昂赛沟比角泽沟、塞普沟开阔大气,雪豹频繁出没此地。昨晚下了雪,世界一片灰白,就像一幅铅笔画。在画面的中间,我们忽然发现一个小小的身影扛着相机在奔跑。江永说,那是他哥哥八丁,也是正在追踪雪豹的自由野生动物摄影师。在高原拍摄雪豹,如果没有雪豹一样的体魄,简直是做梦。

山路冻得厉害,幸好我们的车备了防滑铁链。越走越荒凉,过了一个垭口,看见一座挺立的雪山,次丁忽然兴奋起来,说这山叫做“九号卡”(音),他从小跟着父母就生活在不远的山谷里。
又开了很久,我们来到一个高山盆地,这是大家采虫草的地方。接近中午,次丁忽然像变戏法一样,从车里掏出一壶开水和一壶奶茶、几盒方便面以及一些风干牦牛肉。这几天在野外餐风饮雪,天知道我是多么想念一盒热乎乎的方便面啊。

吃完方便面,我们在太阳底下开始愉快的午休。“不管我们是拍雪豹还是喝酥油茶,不就是为了开心吗?”次丁说完,把屁股一撅,一脸扎在垫子上,就睡过去了。肚皮后腰都暴露在海拔4500米的冷风里。

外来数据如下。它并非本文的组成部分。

Issue #139, opened 2023-05-20
First Sprint Front End Head Aches


misslame:
Combine the work for first sprint. Please work with the following task assignees to get their work in together:

- [x] #138 
- [x] #136 
- [x] #135 
- [x] #134 
- [x] #114 
- [x] #76 
- [x] #64 
- [x] #2

PR #272, opened 2023-08-06
Construct pages with routing

Darren52BT:
This addresses #139.

# What I've Done
I have basically created a shell for the website.  I used React Router to create routes for each page. Upon loading, you should see a temporary list of links that I put down to make it easier to navigate around these routes. You should also be able to click on links on various pages to go to their respective pages. I've only done so for links that we have page components for, so the other links do nothing.

# Structure 
Currently, there are three sets of routes that are stacked on top of each other. The first defines routes for which header to display, the second for which main page component to display ~~, and the third for which footer to display.~~  (Edit: I've changed it to always display the footer with links, and to show the messages appbar fixed at the bottom if we're at a logged out page). I renamed and moved the various header and footer components to separate folders to make it more organized. I also created another header component for the logged out pages aside from the logged out home page.

All route paths are being defined within an object called paths that is being used globally to reference to a certain path. If we want to change the path for a certain page globally, all we need to do is edit this object.

I've edited the various components representing links to function as the Link component from React Router.

# Notes
-as this is a shell, this is just showing which components to display for the current route. We will need to rework it further later to pass data between pages.
-I think that there is supposed to be a separate page for the forgot password page. I have defined a page for it but it does not completely fill up the screen so it looks pretty awkward. Not sure if I should take care of it here or if that should be done separately.

# What You Should see
## Default Page (containing temp link list)
image

## Ex: Clicking on Logged Out Home Page Link:
image

image

## Ex: Clicking on Swiping Link in Logged In Header:
image
image


meshapp/src/Routing/FooterRoutes.tsx
```diff
@@ -0,0 +1,31 @@
...
+  paths.sign_up,
+];
+
+//contains routes for the footer
+export default function FooterRoutes() {
+  return (
+    <Routes>
+      {LOGGED_IN_PATHS.map((path) => (
+        <Route path={path} element={<LoggedInFooter />} />
+      ))}
```
misslame, line 25: We have different footers based on login?

meshapp/src/Routing/HeaderRoutes.tsx
```diff
@@ -0,0 +1,30 @@
...
+const LOGGED_OUT_PATHS = [
+  //   paths.logged_out_home,
+  paths.login_page,
+  paths.forgot_password,
+  paths.sign_up,
+];
+
+export default function HeaderRoutes() {
+  return (
+    <Routes>
```
misslame, line 21: Something seems fishy but idk how to fix, why are header and footer files essentially the same?

meshapp/src/home/login.tsx
```diff
@@ -73,20 +78,21 @@ const Login = () => {
             bgcolor: "cardBackground.main",
             color: "text.main",
             borderRadius: 5,
-          }}>
+          }}
+        >
```
misslame, line 82: Nit picky but why new line

misslame (approved):
Approving but I have comments

meshapp/src/Routing/HeaderRoutes.tsx
Darren52BT: Well they are pretty much doing the same thing, which is showing a specific version of the header/footer for logged in/logged out pages, but the header for the logged out home page is different from the other logged out pages, so there's a difference in routes.

meshapp/src/Routing/FooterRoutes.tsx
Darren52BT: The footer with the message icon is different from the one with all the links right? That's what I'm seeing on the figma

meshapp/src/Routing/MainPageRoutes.tsx
```diff
@@ -0,0 +1,58 @@
+import LoggedOutPage from "../home/logged-out/home";
+import SignUp from "../components/SignUp/SignUp";
+import Login from "../home/login";
+import ForgotPassword from "../components/password-forms/forgot-password-form";
+import LoggedInHome from "../home/logged-in/LoggedInHome";
+import ProfilePage from "../profile/profile-page";
+import {
+  exampleProfile,
+  exampleProfile2,
```
JRSiwiecki, line 9: Is exampleProfile2 being used anywhere else here?

JRSiwiecki (commented):
Everything seems mostly fine to me, I just have a question: when I was viewing the site on your branch, it seemed that for some pages like the forgot_password page or signup page, the home link doesn't lead anywhere, is that correct? I can understand if that's just confusion over whether to send people to the logged in home or logged out home, but I think as a nice default it would just send people to logged out home (or even back to the main routing page).

Other than those questions, I really don't have much to say other than good work! Please re-ping me on discord so I can send approval! 🥇

meshapp/src/Routing/FooterRoutes.tsx
misslame: The message icon shouldn't be a part of the footer it should be by itself

meshapp/src/Routing/HeaderRoutes.tsx
misslame: Hmmmm

misslame: Ill come back to this

meshapp/src/Routing/FooterRoutes.tsx
Darren52BT: It's shown consistently along all the logged in pages at the bottom though so shouldnt it be a footer? should the footer with the links be included in the logged in pages as well?

misslame: If only one thing is different, the whole footer shouldn't be rendered as a different footer

misslame: Its showed down there. It should be like the facebook message bar

Darren52BT: So is it meant to be something that is fixed at the bottom and appears over other items similarly to the 2FA banner? In what other ways should I be displaying this for the logged in pages?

继续寻找雪豹,这一带山形险峻犬牙交错,感觉无一处不适合雪豹藏身。
又经过一处人家,次丁说进去坐坐。这户人家只有两个兄弟在。哥哥穿着时尚发亮的外套,戴着金耳环,看上去很大方。弟弟去却好羞涩,甚至不敢和我正视对眼。

江永说这两兄弟是他的侄儿,平时这个牧场是他哥哥在打理,今天他去了玉树的赛马节,就让大儿子回来看管。小儿子从小在牧场长大,几乎没有见过生人,所以害羞得不行。不过一会儿之后大家就有说有笑起来。跟这些简单干净眼睛明亮的小伙子们在一起,我觉得自己又年轻了好多岁。
黄昏降临,我们依旧没有发现雪豹的踪影。我说当年奚老师拍金丝猴时的口头禅是“猴子的事情不好说”。这几个小伙子立刻来了情绪,说拍雪豹也得有一句口头禅,最后七绕八绕用藏族普通话概括成“雪豹容易看不到”。这些神奇小子怎么也记不住这七个字的顺序,每次说起这句话,就像是摇骰子,偶尔说对,总是混乱。

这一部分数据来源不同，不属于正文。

PR #276, opened 2023-08-09
Build and Run commands

Leaversa:
Adds new commands to build and run the project from the root directory:

`npm run init`: Django migrations and installs npm packages for frontend
`npm run build`: builds the frontend
`npm run start`: starts the Django server

### DIFF
--- a/package-lock.json
+++ b/package-lock.json
@@ -1,0 +1,12 @@
+{
+  "name": "letsmesh",
+  "version": "1.0.0",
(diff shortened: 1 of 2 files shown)


owwix (approved):
Looks good to me

peppacaiou (approved):
Code looks logical and sound, If this has been tested before, this loosks great. If it hasn't been tested before, please do so :)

又回到早上的观测点,遇见两个摄影师正吭哧吭哧走在路上,年长的lao张说他们好像听见雪豹叫声,可是等了三小时,也没见踪影。光线正好,次丁说我们也听听吧,确认一下是不是雪豹。于是他们仨一屁股跌坐在悬崖边,面对着山谷。不到三分钟,次丁突然把手指向天空,然后我就见他们三个人同时转向我,“有!有!有!真的有!”

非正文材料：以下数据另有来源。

Issue #81, opened 2023-04-25
B5.3 HTTP Get Call Handling 


misslame:
Story: **As an account owner, I want to be able to edit account settings and information such as email, password, enable matching, etc.**

Details: When the client fetches information for populating the settings UI, handle the GET request. 

Technical Details:
- Back-end
- MySQL
- Django
- Python
- HTTP REST Get

PR #277, opened 2023-08-10
B5.3 HTTP Get Call Handling

tdang2180:
#81 
- Implemented GET call handling for fetching account settings
- Added tests for account settings

Not sure if this satisfies the task, but from my understanding of the task's description, I think this is what I had to do.

### DIFF
--- a/mesh/accountSettings/views.py
+++ b/mesh/accountSettings/views.py
@@ -1,8 +1,8 @@
 from django.core.exceptions import ObjectDoesNotExist
 from django.http import JsonResponse
-
+from django.views import View
+from django.core import serializers
 from mesh.accountSettings.models import Settings
-
 
 def display_theme(request):
     if request.method == "GET":
@@ -29,3 +29,25 @@ def display_theme(request):
                 response.update({"status": "error"})
                 response.update({"message": "An account does not exist with this account ID."})
                 return JsonResponse(response)
+
+class SettingsView(View):
+    def get(self, request, *args, **kwargs):
+        """
+        Handles GET requests when the client fetches for all accounts settings
+        """
+        settings = Settings.objects.all()
+        accounts_settings = serializers.serialize('json', settings)
+        return JsonResponse(accounts_settings, safe=False)
+
+class SettingsDetailView(View):
+    def get(self, request, account_id, *args, **kwargs):
+        """
+        Handles GET requests when the client fetches for a specific account settings
+        """
+        try: 
+            settings = Settings.objects.get(accountID= account_id)
+            settings_detail = serializers.serialize('json', [settings])
+            return JsonResponse(settings_detail, safe = False)
+        
+        except Settings.DoesNotExist:
+            return JsonResponse({'error': 'Settings for this account does not exist'}, status=404)
--- a/mesh/accountSettings/views.py
+++ b/mesh/accountSettings/views.py
@@ -37,7 +37,7 @@ class SettingsView(View):
         """
         settings = Settings.objects.all()
         accounts_settings = serializers.serialize('json', settings)
-        return JsonResponse(accounts_settings, safe=False)
+        return JsonResponse(accounts_settings, safe=False, status=200)
 
 class SettingsDetailView(View):
     def get(self, request, account_id, *args, **kwargs):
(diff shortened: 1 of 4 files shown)


BradJKim:
Hihi, I'm super new to code reviewing and I'm just trying to take part in any shape or form. I took a look and everything seemed to be all set. I just had a question about how the testing worked and was wondering if you could explain the code cause I personally I'm not familiar with that. Other than that, it all seems really nice.

tdang2180:
Hi @BradJKim!! For this task, I used Django's class-based views API to handle the GET request whenever the client fetches information for the settings. Instead of creating a JSON array to store the response, I used Django's serialization to 'translate' the settings model to JSON format. I also added URLs to give the browser access to both of the views. For the testing, I just created test cases to check if the status code of the GET response matches the successful status code. Hope this explanation makes sense because I am also new to this.

mesh/accountSettings/views.py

还是曲朋眼睛尖,没过几分钟,他就跳到相机前,指着屏幕喊“快看快看,两只雪豹正在跑…….”坦白说,即便是对着液晶屏,我依旧什么也没看见。在这些小伙子面前,我的眼睛就像摆设。
“来来来,你快拍,我拍你。”
将来有一天,你如果看到这部有关雪豹的纪录片,很多雪豹的画面会是牧民摄影师拍的,而不是奚志农和我或者哪个摄影师。我们的眼睛,早就被电视电脑手机弄残了,“雪豹容易看不到”,庆幸的是我还是能听见它们的吼声。

那两只雪豹在一公里之外的山坡上稍纵即逝。我们又等了半个多小时,太阳下山,悬崖边寒风大作。鉴于刚才那两只雪豹是朝着我们方向过来的,鉴于整整两天才看到这两只牙签那么大的雪豹,鉴于我手上这台索尼A7S3相机有超强夜拍能力,我们决定再等等。
次丁穿得最少,为了御寒,他把一个小口罩都利用起来兜住下巴。还是冷,最后大家都跑动起来,边跑边喊,“雪豹容易看不到”。我好喜欢这几个小家伙,为了让我没有被忽视被疏远的感觉,他们艰难地用普通话交流,以至于他们之间的沟通都出现问题。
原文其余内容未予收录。